So, we spent a couple hours cleaning the house again today, this time putting allllll the plants out. They won't be let back in until the house is cleared and they've been repotted. Again.

Such is life, but I'm dang glad to be rid of them, or so we hope. I can hear the lead gnat laughing at our misfortune already.

But, I'm confident, and optimistic. I bought a new ficus today. Of course, we'll leave it in the garage until I can repot and confirm no new infestation. Optimistic and cautious, that is.

Cheers!

Posted by BilFish at 09:58 AM

February 16, 2004

Cooking Class - Technique is everything

Here's what the cooking school website had to say about techniques we'd be learning in our Classic Techniques classes:

Class 1: egg cookery, blanching, cold emulsion sauces, stocks, meringue
Class 2: basic pasta dough, knife skills, poaching, chicken stock, boning chicken
Class 3: marinades, vinaigrettes, grilling, home-made ice cream
Class 4: classic soup construction, roasting, tart dough, express chocolate mousse

Seems simple enough, but they went deeply into each subject.

For example, for grilling, we learned how to cut a raw Cornish Game Hen bird so that it would lay flat and could be easily grilled with nice grill-hash marks.

For knives, we learned that the "steel" that we often sharpened our knives with--the long metal rod you sometimes see chefs sliding their knives against--doesn't really sharpen, it simply refreshes the already sharp knife by realigning the microscopic teeth found at the business end of the stick. Once you get to the point where using the rod doesn't work, then you need the knife professionally sharpened, which should keep you for another year or more (depending on how much you cook and the surfaces you cut on).

More on cutting: We learned fast, safe, and cool ways to cut onions, carrots, celery, tomatoes, citrus fruits, etc. We learned to chiffonade and julienne and effectively dice -- all good stuff to generally know.

Blanching was useful in terms of quick ways to prepare veggies as well as ways to help veggies stay fresh in the refrigerator longer. Simply blanch them (boil them for a few minutes in boiling, slightly salted water, then shock them in ice water) and you've got veggies (asparagus, carrots, whatever) that will stay fresh longer in the fridge, and are half-way cooked so very easy to prepare quickly!

Anyway, there's more, but this gives a sense of what went on behind closed swinging doors of the kitchen.

Posted by BilFish at 09:42 AM

February 15, 2004

Cooking Class - Elevate your Life

I recently got educated. No, not a computer programming class, not a history class, not a language class (all of which I'm sure I need), but a cooking class.

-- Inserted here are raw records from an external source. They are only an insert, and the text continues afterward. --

PR #937, opened 2015-05-07
Split up hdfs clients

Tarrasch:


erikbern:
After you are done with all the HDFS refactoring it would be good to let it sit for a while then do a release to PyPI after a few weeks

Tarrasch:
Sure. But I'm not done yet, there will be a few more patches.

Just to be clear, you want it to sit for a while so some experimental users can try it out?

erikbern:
Yeah the code in Git is kind of bleeding edge and there's enough people running it to give it some exposure to real testers. I wouldn't want to upload it to PyPI without having it out on Github for a few weeks

Tarrasch:
Makes total sense. I'll let you know when I've settled with my refactoring :)

erikbern:
awesome

Tarrasch:
We should enable doctests by the way. Any ideas on how to do that @berkerpeksag? :)

Tarrasch:
Wohoo, tests finally passing (except intermittent doc failures), so this superseedes and closes #941. Will merge on Monday.

berkerpeksag:
@Tarrasch  I couldn't see any doctests, but it can be enabled by setting NOSE_DOCTEST_TESTS env variable at this line: https://github.com/spotify/luigi/blob/master/tox.ini#L21

By the way, we've converted doctests to proper test cases in CPython a while ago (except the tests for doctest itself), so if you have a chance to ignore them, I'd ignore them :) doctest was a good idea in 1999 :)

luigi/contrib/hdfs/error.py
```diff
@@ -0,0 +1,36 @@
...
+"""
+
+
+class HDFSCliError(Exception):
+
+    def __init__(self, command, returncode, stdout, stderr):
+        self.returncode = returncode
+        self.stdout = stdout
+        self.stderr = stderr
+        msg = ("Command %r failed [exit code %d]\n" +
```
berkerpeksag: Nitpick: `+`s can be dropped.

```py
msg = ("foo %s"
       "bar %s") % (foo, bar)
```

is a valid Python code.

luigi/contrib/hdfs/hadoopcli_clients.py
```diff
@@ -0,0 +1,288 @@
...
+    """
+    version = hdfs_config.get_configured_hadoop_version()
+    if version == "cdh4":
+        return HdfsClient()
+    elif version == "cdh3":
+        return HdfsClientCdh3()
+    elif version == "apache1":
+        return HdfsClientApache1()
+    else:
+        raise Exception("Error: Unknown version specified in Hadoop version"
```
berkerpeksag: Nitpick: This could be a ValueError, too.

luigi/contrib/hdfs/hadoopcli_clients.py
```diff
@@ -0,0 +1,288 @@
...
+            for line in stderr.split('\n'):
+                if not_found_re.match(line):
+                    return False
+            raise hdfs_error.HDFSCliError(cmd, p.returncode, stdout, stderr)
+
+    def rename(self, path, dest):
+        parent_dir = os.path.dirname(dest)
+        if parent_dir != '' and not self.exists(parent_dir):
+            self.mkdir(parent_dir)
+        if type(path) not in (list, tuple):
```
berkerpeksag:
```py
if not isinstance(path, (list, tuple)):
```

luigi/contrib/hdfs/hadoopcli_clients.py
```diff
@@ -0,0 +1,288 @@
...
+            path = [path]
+        else:
+            warnings.warn("Renaming multiple files at once is not atomic.")
```
berkerpeksag: It's probably not important for this use case, adding `stacklevel=2` would be nice.

luigi/contrib/hdfs/hadoopcli_clients.py
```diff
@@ -0,0 +1,288 @@
...
+        Currently, the hadoop cli does not support this operation.
+
+        We keep the interface simple by just aliasing this to
+        normal rename and let individual implementations redefine the method.
+
+        rename2 -
+        https://github.com/apache/hadoop/blob/ae91b13/hadoop-hdfs-project/hadoop-hdfs/src/main/java/org/apache/hadoop/hdfs/protocol/ClientProtocol.java
+        (lines 483-523)
+        """
+        warnings.warn("Configured HDFS client doesn't support rename_dont_move, using normal mv operation instead.")
```
berkerpeksag: Same as above. Can these be log.warning instead?

luigi/contrib/hdfs/hadoopcli_clients.py
```diff
@@ -0,0 +1,288 @@
...
+
+    def getmerge(self, path, local_destination, new_line=False):
+        if new_line:
+            cmd = load_hadoop_cmd() + ['fs', '-getmerge', '-nl', path, local_destination]
+        else:
+            cmd = load_hadoop_cmd() + ['fs', '-getmerge', path, local_destination]
+        self.call_check(cmd)
+
+    def mkdir(self, path, parents=True, raise_if_exists=False):
+        if (parents and raise_if_exists):
```
berkerpeksag: Nitpick: `()` can be removed.

luigi/contrib/hdfs/hadoopcli_clients.py
```diff
@@ -0,0 +1,288 @@
...
+    """
+
+    def mkdir(self, path):
+        """
+        No -p switch, so this will fail creating ancestors.
+        """
+        try:
+            self.call_check(load_hadoop_cmd() + ['fs', '-mkdir', path])
+        except hdfs_error.HDFSCliError as ex:
+            if "File exists" in ex.stderr:
```
berkerpeksag: I'm not familiar with the codebase, but it seems like the exception handling logic could be moved to a private method to avoid code duplication. See line 188 for example.

luigi/contrib/hdfs/snakebite_client.py
```diff
@@ -0,0 +1,274 @@
...
+    """
+
+    def __init__(self):
+        super(SnakebiteHdfsClient, self).__init__()
+        self._bite = None
+        self.pid = -1
+
+    @staticmethod
+    def list_path(path):
+        if isinstance(path, list) or isinstance(path, tuple):
```
berkerpeksag: Nitpick:

```py
if isinstance(path, (list, tuple)):
```

luigi/contrib/hdfs/snakebite_client.py
```diff
@@ -0,0 +1,274 @@
...
+            return path
+        if isinstance(path, str) or isinstance(path, unicode):
```
berkerpeksag: If I'm not missing something, the unicode part of the if is not Python 3 friendly.

The following code will be check for `basestring` (equivalent to `(str, unicode)`) in Python 2, and `str` in Python 3:

```py
if isinstance(path, six.string_types):
```

test/minicluster.py
```diff
@@ -52,15 +52,15 @@ def setUp(self):
         self.fs = luigi.contrib.hdfs.client
         cfg_path = os.path.join(os.path.dirname(os.path.abspath(__file__)), "testconfig")
         hadoop_bin = os.path.join(os.environ['HADOOP_HOME'], 'bin/hadoop')
-        # TODO: Remove this hacky patching (@tarrasch 29-Apr-2015)
-        cmd = lambda: [hadoop_bin, '--config', cfg_path]
-        luigi.contrib.hdfs.load_hadoop_cmd = cmd
-        luigi.contrib.hdfs.clients.load_hadoop_cmd = cmd
-        luigi.contrib.hdfs.format.load_hadoop_cmd = cmd
+        cmd = "{0} --config {1}".format(hadoop_bin, cfg_path)
```
berkerpeksag: Since Python 2.6 support is removed, this can be written as:

```py
cmd = "{} --config {}".format(...)
```

Tarrasch: Good point! :)

luigi/contrib/hdfs/snakebite_client.py
Tarrasch: Aha, nice catch. Comments @gpoulin?

Tarrasch:
@berkerpeksag, about doctest. I really thought it still was a valid use case. You want to have documentation of how a method works, but you also want it to be statically checked. The idea makes sense to me at least.

In this particular case (#940), I think doctests really makes sense.

@berkerpeksag . I'll merge this anyway, and incorporate your changes into seperate commits. After all this PR was only to be about splitting up the modules not changing the classes.

berkerpeksag:
Yes, I agree that #940 is a good use case.

luigi/contrib/hdfs/hadoopcli_clients.py
Tarrasch: Not in this case right? The problem is actually with `rename_dont_move`, not it's caller.

Also, why `log.warning`? :)

berkerpeksag: Most of the time warnings produce too much information, and usually these information are misleading or unnecessary(e.g. line info, file name).

> Also, why log.warning? :)

Oh, I was wrong :) I should have read the code more carefully. In this case, logger.info or logger.debug would be more useful since the warning doesn't have any effect in program's workflow. It's just a message that can be useful for debugging(or for similar reasons). Otherwise, it would be better to raise an exception.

4 Saturdays, 4 hours a day, decently intensive. Called Classic Techniques, it was a blast.

These classes gave me the essential basic tools and confidence to understand HOW to go about experimenting, enjoying, and improving my culinary prowess.

I always hear/see chefs saying, just a pinch of this, that or whatever you have around the house -- which made no sense until now.

An example of the great result from this class:

This morning I was inspired to throw down some eggs benedict with poached asparagus spears and crackled turkey bacon. An excellent contribution to the culinary arts from the French (Benedict) or maybe the Dutch (Hollandaise sauce) or maybe New York City (See Brunch.org for creation mythology of Eggs Benedict).

Suprémo! And the best part...I just sort of glanced at the recipe to get the proportions for the Hollandaise sauce and went from there. It was great.

The chefs talked about "elevating" our food in class and it sounded a bit stilted and cheezy until you realize, as you're searching for the right word to explain what's happening when your family and friends start to mean what they say when they compliment your cooking, that elevating your food is exactly what you are doing.

Here is the menu (pdf format) of the 4 weeks of cooking. It was designed so that as many techniques of cooking were used, and the last two weeks are set menus whereas the first two weeks' of dishes are a bit more eclectic.

Classic Techniques Menu.

I went to the Cook Street Culinary School in Denver, but there's one in most larger cities. Try Culinary Ed to find a school in your area.

I highly recommend it as the best money you'll ever spend. Of course, once you get into cooking, and you begin to want better knifes, ladles, mixing bowls, etc. you'll find it can get a bit more expensive ;-)

Think about it: what other education can provide such immediate, useful, lifelong and tasty results? And your friends won't get bored when you give them hands-on results of what you learned.

Posted by BilFish at 09:18 AM

February 14, 2004

I blame Florida

I'm thinking a lot lately, always a bad sign.

Looking for a root cause, I blame Florida (circa 2000 elections).

I hate it when that happens. Thinking a lot, that is.

Posted by BilFish at 09:58 AM | Comments (1)

February 13, 2004

Accidentally Left of Center

Turns out I'm a Leftie in sheep's clothing! Just took a little "Match your issues to the best Presidential Candidate," located at President Match and found that out.

They also have a comparison sheet, so you can easily see and compare each candidate's stances (current Democratic candidates and Pres Bush) on about 50 issues or so, pretty useful.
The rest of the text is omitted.